Matters Need to be Covered in Board of Directors Report under Companies Act, 2013
1. Web address, if any, where annual accounts were placed
2. Number of meetings of the Board
3. Director’s Responsibility Statement (DRS)
4. Details in respect of fraud reported by Auditor as per section 143 of the Companies Act, 2013.
5. Explanations or comments by the Board on every qualification, reservation or adverse remark or disclaimer made by the Financial Auditor or by the Secretarial Auditor in its Secretarial Audit Report
6. Particulars of contracts or arrangements with related parties as per section 188 in the Form AOC 2.
7. The state of the company’s affairs
8. Financial summary or highlights of the company
9. Details of directors or KMP who were appointed or have resigned during the year
10. Details of significant and material orders passed by the regulators or courts or tribunals impacting the going concern status and company’s operations in future
11. Statement of declaration given by Independent Director under section 149
12. In case of a company covered under section 178(1), company’s policy on Directors’ appointment and remuneration including criteria for determining qualifications, and other matters provided under section 178
13. Particulars of loans, guarantee or investment under section 186 of the Companies Act, 2013
14. The amounts, if any, which it proposes to carry to any reserves
15. Compliance of the Secretarial Standard
16. If there is any change in capital
17. The amount, if any, which it recommends should be paid by way of dividend;
18. Material changes and commitments, if any, affecting the financial position of the company which have occurred between the end of the financial year of the company to which the financial statements relate and the date of the report;
19. Details of conservation of energy, technology absorption, foreign exchange earnings and outgo, in such manner as may be prescribed
20. A statement indicating development and implementation of a risk management policy.
21. The details about the policy developed and implemented by the company on corporate social responsibility initiatives taken during the year;
22. Highlights of the Performance of subsidiaries, associates and joint venture companies and their contribution to the overall performance of the company during the period under report
23. Every listed company and every other public company having a paid up share capital of Rs. 25 Cr. or more calculated at the end of the preceding financial year shall include, in the report by its Board of directors, a statement indicating the manner in which formal annual evaluation has been made by the Board of its own performance and that of its committees and individual directors.
24. Change in the nature of business, if any;
25. The names of companies which have become or ceased to be its Subsidiaries, joint ventures or associate companies during the year
26. Details relating to deposits, covered under Chapter V of the Act
27. Details of deposits which are not in compliance with the requirements of Chapter V of the Act;
28. Details in respect of adequacy of internal financial controls with reference to the Financial Statements
29. Disclosure, as to whether maintenance of cost records as specified by the Central Government under section148 of the Companies Act, 2013, is required by the Company and accordingly such accounts and records are made and maintained,
30. Statement that the company has complied with provisions relating to the constitution of Internal Complaints Committee under the Sexual Harassment of Women at Workplace (Prevention, Prohibition and Redressal) Act, 2013
31. The details of application made or any proceeding pending under the Insolvency and Bankruptcy Code, 2016 (31 of 2016) during the year along nwith their status as at the end of the financial year.

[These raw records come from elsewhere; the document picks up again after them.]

PR #1548, opened 2021-08-03
Update event.kind allowed value descriptions to clarify usage of "alert" and "signal"

MikePaquette:
We have received questions from community members about when to use `event.kind:alert` vs. `event.kind:signal`

These allowed values can cause confusion, since documents that contain `event.kind:signal` are often referred to as "alerts."

As background, the overloading of the term "alerts" is a longstanding issue in security information and event management, where there was frequently confusion between external alerts generated by some external system and alerts generated by the SIEM itself.  Any usage of the unmodified "alerts" was thus ambiguous.

The proposed language attempts to provide clear guidance:
- If the alert is created by a system external to the Elastic Stack,  use `event.kind:alert`
- If the alert is created _*by*_ the Elastic Stack/solution, use `event.kind:signal`

### DIFF
--- a/CHANGELOG.next.md
+++ b/CHANGELOG.next.md
@@ -59,6 +59,7 @@ Thanks, you're awesome :-) -->
 * Add --exclude flag to Generator to support field removal testing #1411
 * Explicitly include user identifiers in `relater.user` description. #1420
 * Improve descriptions for `cloud.region` and `cloud.availability` fields. #1452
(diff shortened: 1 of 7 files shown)


ebeahan (approved):
LGTM 👍 

Thanks for updating these descriptions, @MikePaquette!

Since these are minor doc updates, let's include these changes into 1.11. I'll handle the backporting.

PR #1557, opened 2021-08-04
Add `code_signature.digest_algorithm` and `code_signature.timestamp` fields

### LINKED ISSUE #1524: Add digest + timestamp to `code_signature` fields
**Summary**
There are more fields we can add to `code_signature`, so we can tell signatures apart and capture more relevant information.

**Motivation**:
Related issue https://github.com/elastic/kibana/issues/106059#issuecomment-882682354

It was noted in https://github.com/elastic/kibana/issues/106059#issuecomment-882682354 that a file can be signed multiple times by the same signer but different digest algorithms. There's no way in ECS to express that, so we could add more fields to `code_signature` to differentiate better between signatures. It's also helpful information for an analyst to know.

**Detailed Design**:
Add two new fields to code_signature

- Digest algorithm, which is a hashing algorithm (md5, sha1, sha256, etc.)
- Timestamp: when the signature was generated and signed

ebeahan:
Introduces two new fields to the `code_signature.*` field set:

* `code_signature.digest_algorithm` - Hashing algorithm used to sign the process.
* `code_signature.timestamp` - When the signature was generated and signed.:w

Closes #1524

### DIFF
--- a/schemas/code_signature.yml
+++ b/schemas/code_signature.yml
@@ -57,7 +57,7 @@
         This is useful for logging cryptographic errors with the certificate validity or trust status.
         Leave unpopulated if the validity or trust of the certificate was unchecked.
       example: ERROR_UNTRUSTED_ROOT
-      
+
     - name: team_id
       level: extended
       type: keyword
@@ -68,7 +68,7 @@
         This is used to identify the team or vendor of a software product.
         The field is relevant to Apple *OS only.
       example: EQHXZ8M8AV
-      
+
     - name: signing_id
       level: extended
       type: keyword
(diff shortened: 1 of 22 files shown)


schemas/code_signature.yml
```diff
@@ -79,3 +79,22 @@
...
+        This value can distinguish signatures when a file is signed multiple times
+        by the same signer but with a different digest algorithm.
+      example: sha256
+
+    - name: timestamp
+      level: extended
+      type: date
+      short: When the signature was generated and signed.
+      description: >
+        Timestamp of when the code signature was generated and signed.
```
rw-access, line 99: "Timestamp of when" feels a little off to me, may be this?
```suggestion
        Date and time when the code signature was generated and signed.
```

rw-access: This sound right @gabriellandau?

gabriellandau: Sure 👍

ebeahan: 👍

kgeller (approved):

rw-access (approved):

PR #1583, opened 2021-08-20
Remove dangling character from `url.full` field value

ebeahan:


ebeahan:
Fixed by https://github.com/elastic/ecs/pull/1584

PR #1593, opened 2021-08-25
[RFC] Introduce `email` field set - stage 2

ebeahan:
### Summary

Continuing onto Stage 2 with this proposal to introduce the `email.*` field set to the schema.

Stage 2 (Candidate) Criteria:

- [x] Opened pull request for this draft revising the existing proposal
- [x] Included a real-world example source document
- [x] Identifies scope of impact of changes to ingestion mechanisms (e.g., beats/logstash), usage mechanisms (e.g., Kibana applications, detections), and the ECS project (e.g., docs, tooling)
- [x] Subject matter experts weighed in on the technical utility of field definitions in the pull request

[Preview of markdown proposal](https://github.com/ebeahan/ecs/blob/rfc/0010/stage-2/rfcs/text/0010-email.md)


wasserman:
In regards to `Display Name`, you could consider some of these options:
1. Allow for name/address pairs in all email fields instead of just the email address itself.
2. Permit RFC 5322 Email formats like `First Last <first.last@example.com>`.  Then a keyword with a normalizer could index just the emails while still keeping the display names intact.  Of course the names wouldn't be searchable.
3. Multi-fields with some variation of this could work and allow for some form of the `keyword` and `text` fields. 

I personally ran with option 2 for myself.  I was hoping to leverage the `uax_url_email` tokenizer, but I had to settle for a simple regex.
```
"normalizer": {
    "email_normalizer": {
      "type": "custom",
      "char_filter": [
        "email_filter"
      ]
    }
  },
  "char_filter": {
    "email_filter": {
      "type": "pattern_replace",
      "pattern": ".*?<([^>]+)>",
      "replacement": "$1"
    }
  }
```

ebeahan:
Proposed fields now include arrays of objects with both the email address and display name for the `to`, `cc`, and `bcc` recipients. The `display_name` and `address` fields have been added under `email.from.`

| Field name | Data type |
| ---- | ----- |
| `email.from.address` | keyword |
| `email.from.display_name` | keyword |
| `email.to` | nested |
| `email.to.address` | keyword |
| `email.to.display_name` |  keyword
| `email.subject` | keyword |
| `email.cc` | nested |
| `email.cc.address` | keyword |
| `email.cc.display_name` | keyword | 
| `email.bcc` | nested |
| `email.bcc.address` | keyword |
| `email.bcc.display_name` | keyword |

djptek (approved):
LGTM!

As an aside, when this is merged I'd like to use it as an example to update the docs around `nested` type, as the difference between `email.from` and `email.to` illustrates this perfectly

rfcs/text/0010-email.md
```diff
@@ -1,28 +1,30 @@
...
-Stage 1: Describe at a high level how this change affects fields. Which fieldsets will be impacted? How many fields overall? Are we primarily adding fields, removing fields, or changing existing fields? The goal here is to understand the fundamental technical implications and likely extent of these changes. ~2-5 sentences.
--->
-
 ### Email specific fields
 
 | field | type | description |
 | --- | --- | --- |
-| `email.from` | keyword | Stores the `from` email address from the RFC5322 `From:` header field. |
+| `email.from.address` | keyword | Stores the `from` email address from the RFC5322 `From:` header field. |
+| `email.from.display_name` | keyword | Stores the display name of the `from` address. |
```
peasead, line 15: Does this not need a nested field because there is only 1 sender?
```
| `email.from` | nested | Nested object with the message sender |
| `email.from.address` | keyword | Stores the `from` email address from the RFC5322 `From:` header field. |
| `email.from.display_name` | keyword | Stores the display name of the `from` address. |
```

ebeahan: There's been some back and forth discussion about allowing for multiple `From:` addresses.

Looking back at https://www.rfc-editor.org/rfc/rfc5322#section-3.6.2, IMF _does_ permit multiple addresses in the `From:` field. If multiple addresses appear in the `From:` field, the `Sender:` field is also required but will have a single address.

I see a few possibilities:

1. We keep the `email.from.address` and `email.from.display_name` expecting single values, and then the field description for the `email.from.*` fields provides specific guidance: "if the original event includes multiple `From:` addresses, use the value of the `Sender` field instead."
2. Prefix the field names with `email.sender.*` instead of `email.from`. Like no. 1, the description guides users to use the value of `Sender:` if multiple `From:` values are present.
3. Make `email.from.*` expect a list of objects using `nested` to match `to`, `cc`, and `bcc`. Optionally, discuss if adding `email.sender.*` fields is necessary to discern the `From:` field addresses from the `Sender` field address.

djptek: > 3. Make email.from.* expect a list of objects using nested to match to, cc, and bcc

I think we should use 3, as it most closely tracks the standard. From the upstream implementation point of view it doesn't add much as it will use the same logic as `to`.

Possibility 1 is incomplete since `more than one` could be > 2, therefore adding a sender field will not cover all cases.

Possibility 2 is confusing to me

> 3. adding email.sender.* fields is necessary

Yes, though these _would_ be single value. Necessary because I have worked on this use case in Legal Search, so I know it exists

djptek: Opened a PR with these suggestions here: https://github.com/ebeahan/ecs/pull/3

peasead: > Make email.from.* expect a list of objects using nested to match to, cc, and bcc
> I think we should use 3, as it most closely tracks the standard. From the upstream implementation point of view it doesn't add much as it will use the same logic as to.

I agree with this, I actually had a `suggestion` queued up for this exactly, but wanted to check first.

ebeahan: Great, thanks all!

I cherry-picked the changes to include here: https://github.com/elastic/ecs/pull/1593/commits/0133a74574df3c2b306e8744aaf343dcb45f7664

ebeahan:
The limitations around building visualizations using type `nested` fields make me question if using `nested` for the various email sender/recipient fields is the best direction.

I'm going to think this over a bit more and iterate on the proposed fields.

djptek:
@ebeahan re `nested` type - for the legal use case `nested` type is not necessary as that would center on `*.address`

Regarding visualisation of emails, we'd probably need a Chord or Sankey diagram - a quick look in Kibana Issues does not have those on the radar at this point in time though there is a Sankey example using Vega on the Blog - again this would probably center on `*.address`. so not `nested`.

There might also be value in running address and display name through ML, that would probably be incompatible with `nested` type

The only use case off the top of my head where we might want `nested` might be Spoof detection, however, given the cardinality this would probably be best done using ML for the heavy lifting and then manual inspection of anomalies, so you could work around that

@peasead Do you have a specific use case/query/aggs in mind where we'd need to leverage `nested` type?

ebeahan:
@jamiehynds as the sponsor, can you take a look at how the `email.*` fields proposal is shaping up?

peasead:
> @peasead Do you have a specific use case/query/aggs in mind where we'd need to leverage `nested` type?

Thanks for your patience.

@djptek I don't have anything specific. I wasn't sure if there'd be a use case to query nested objects independently, but thinking more, I'm not sure that'd be needed.

wasserman:
FYI, nested was just thought to be a useful way to preserve the relationships between display names and emails.  Multi-fields or a normalizer could work too.  Ultimately any smart way to lot lose the display names in the process since it could be valuable just to be able to see, if nothing else.

rfcs/text/0010-email.md
```diff
@@ -94,12 +82,16 @@ Stage 2: Included a real world example source document. Ideally this example com
...
   "email": {
     "timestamp": "2020-11-08T22:12:34.8196921Z",
-        "from": [
-  	    "o365mc@microsoft.com"
-  	],
-    "to": [
-      "john@testdomain.onmicrosoft.com"
-    ],
+     "from": {
+  	    "address": [
```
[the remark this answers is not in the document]
djptek: pushed a fix

djptek (approved):
LGTM!

djptek:
Thanks @wasserman 

> nested was just thought to be a useful way to preserve the relationships between display names and emails

Looking at one use case that leverages this relationship, e.g. checking for spoofing of a known `address`, we'd need to involve additional data - a table/index defining the a priori relationship between a defined and countable set of `address`(es) and the legitimate `display_name`(s) for these `address`(es). This would require additional logic, including a join against that table/index. Elasticsearch joins are generally best implemented at ingest time rather than query time, so this use case could perhaps be addressed by building this into the ingest pipeline, or by reindexing a subset of data related to specific `address`(es) of interest.

Conversely, where the relationship between `display_name` and `address` is not explicitly defined a priori, there is no upper limit to the number of `address`(es) in the related use cases so it may be preferable to avoid `nested_type` to ensure the most performant solution.

ebeahan:
While implementing the `email.*` field set into the schema, reusing `hash.*` at `email.attachments.file.hash.*` felt like a better approach that aligns with the existing `file.hash.*` fields and adds a few additional hash fields for any attachment: https://github.com/elastic/ecs/pull/1688#discussion_r769004415.

I'll capture these details fully in the proposal doc during stage 3.

PR #2231, opened 2023-06-30
Update csv_generator.py

cicada0007:
## Changes in the `csv_generator.py` file

> 1 change

* Type hints have been added to the code to specify the types of the function parameters and return values. This helps make the code easier to understand and maintain by providing clear information about the expected types of values

> 2 change

*  The file opening mode has been updated to use `'w'` instead of `'wb'` when running Python 3 or above. This ensures compatibility with both Python 2 and Python 3.

> 3 change 

*  Removed unnecessary type casting: The `str.lower()` method is unnecessary when calling `str()` on a boolean value. It has been removed for simplicity.

### DIFF
--- a/scripts/generators/csv_generator.py
+++ b/scripts/generators/csv_generator.py
@@ -1,33 +1,10 @@
-# Licensed to Elasticsearch B.V. under one or more contributor
-# license agreements. See the NOTICE file distributed with
-# this work for additional information regarding copyright
-# ownership. Elasticsearch B.V. licenses this file to you under
-# the Apache License, Version 2.0 (the "License"); you may
-# not use this file except in compliance with the License.
-# You may obtain a copy of the License at
-#
-# 	http://www.apache.org/licenses/LICENSE-2.0
-#
-# Unless required by applicable law or agreed to in writing,
-# software distributed under the License is distributed on an
-# "AS IS" BASIS, WITHOUT WARRANTIES OR CONDITIONS OF ANY
-# KIND, either express or implied.  See the License for the
-# specific language governing permissions and limitations
-# under the License.
-
 import _csv
 import csv
 import sys
-from typing import (
-    Dict,
-    List,
-)
-
+from typing import Dict, List
 from os.path import join
+from _types import Field
 from generator import ecs_helpers
-from _types import (
-    Field,
-)
 
 
 def generate(ecs_flat: Dict[str, Field], version: str, out_dir: str) -> None:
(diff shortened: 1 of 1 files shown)


scripts/generators/csv_generator.py
```diff
@@ -1,33 +1,10 @@
-# Licensed to Elasticsearch B.V. under one or more contributor
```
ebeahan, line 1: I suspect this header was removed by your editor, but it would need to remain with any changes.

scripts/generators/csv_generator.py
```diff
@@ -1,33 +1,10 @@
...
-# software distributed under the License is distributed on an
-# "AS IS" BASIS, WITHOUT WARRANTIES OR CONDITIONS OF ANY
-# KIND, either express or implied.  See the License for the
-# specific language governing permissions and limitations
-# under the License.
-
 import _csv
 import csv
 import sys
-from typing import (
```
ebeahan, line 21: Like with the header, I suspect this changes were done automatically by your editor. If not, can you explain your reasoning for the edits?

scripts/generators/csv_generator.py
```diff
@@ -39,35 +16,29 @@ def generate(ecs_flat: Dict[str, Field], version: str, out_dir: str) -> None:
...
             base_list.append(ecs_flat[field_name])
+
     return base_list + sorted_list
 
 
 def save_csv(file: str, sorted_fields: List[Field], version: str) -> None:
-    open_mode: str = "wb"
-    if sys.version_info >= (3, 0):
-        open_mode: str = "w"
+    open_mode = "w"
```
ebeahan, line 30: I'd suggest simplifying even more:

`with open(file. "w") as csvfile:`

If we do make this change in this generator, I think it'd make sense to do the same across the repo (e.g. [here](https://github.com/elastic/ecs/blob/main/scripts/generators/es_template.py#L283)).

scripts/generators/csv_generator.py
```diff
@@ -39,35 +16,29 @@ def generate(ecs_flat: Dict[str, Field], version: str, out_dir: str) -> None:
...
 
     with open(file, open_mode) as csvfile:
-        schema_writer: _csv._writer = csv.writer(csvfile,
-                                                 delimiter=',',
-                                                 quoting=csv.QUOTE_MINIMAL,
-                                                 lineterminator='\n')
-
+        schema_writer = csv.writer(csvfile, delimiter=',', quoting=csv.QUOTE_MINIMAL, lineterminator='\n')
```
ebeahan, line 33: Why remove the type hint, `_csv._writer`?

scripts/generators/csv_generator.py
```diff
@@ -39,35 +16,29 @@ def generate(ecs_flat: Dict[str, Field], version: str, out_dir: str) -> None:
...
         schema_writer.writerow(["ECS_Version", "Indexed", "Field_Set", "Field",
                                 "Type", "Level", "Normalization", "Example", "Description"])
+
         for field in sorted_fields:
-            key_parts: List[str] = field['flat_name'].split('.')
-            if len(key_parts) == 1:
-                field_set: str = 'base'
-            else:
-                field_set: str = key_parts[0]
+            key_parts = field['flat_name'].split('.')
```
ebeahan, line 38: Again, why remove the type hints?

ebeahan (changes requested):
> Type hints have been added to the code to specify the types of the function parameters and return values. This helps make the code easier to understand and maintain by providing clear information about the expected types of values

I actually see some of the type hinting _removed_ in the changes. Is that intended, and, if so, what's the reasoning? As you stated, the type hints are intended to help.

> The file opening mode has been updated to use 'w' instead of 'wb' when running Python 3 or above. This ensures compatibility with both Python 2 and Python 3.

Python 2.x support ended from the Python community in [2020](https://www.python.org/doc/sunset-python-2/). Since the ECS repo [supports](https://github.com/elastic/ecs/blob/main/CONTRIBUTING.md#dev-tools) Python 3.8+, we could simplify by removing the check for Python 2.x vs. 3.x.

> Removed unnecessary type casting: The str.lower() method is unnecessary when calling str() on a boolean value. It has been removed for simplicity.

This is the behavior I see in the REPL. I also don't actually see the `.lower()` method removed.

```python
>>> str(True)
'True'
>>> str(True).lower()
'true'
```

32. The details of difference between amount of the valuation done at the time of one time settlement and the valuation done while taking loan from the Banks or Financial Institutions along with the reasons thereof.
ABRIDGED BOARD REPORT: The Board’s Report of One Person Company and Small Company shall be prepared based on the stand-alone financial statement of the company, which shall be in abridged form and contain the points from 1 to 10 only.
SIGNING: The Board’s report shall be signed by its chairperson of the company if he is authorized by the Board and where he is not so authorized, shall be signed by at least two Directors, one of whom shall be a Managing Director, or by the director where there is one director.
PENALTY: If a company is in default in complying with the provisions of this section, the company shall be liable to a penalty of three lakh rupees and every officer of the company who is in default shall be liable to a penalty of fifty thousand rupees.
Disclaimer: –The above mentioned article has been based on relevant provisions of Companies Act, 2013. Under no circumstance, the author shall not liable for any direct, indirect, special or incidental damage resulting from, arising out of or in connection with the use of the information.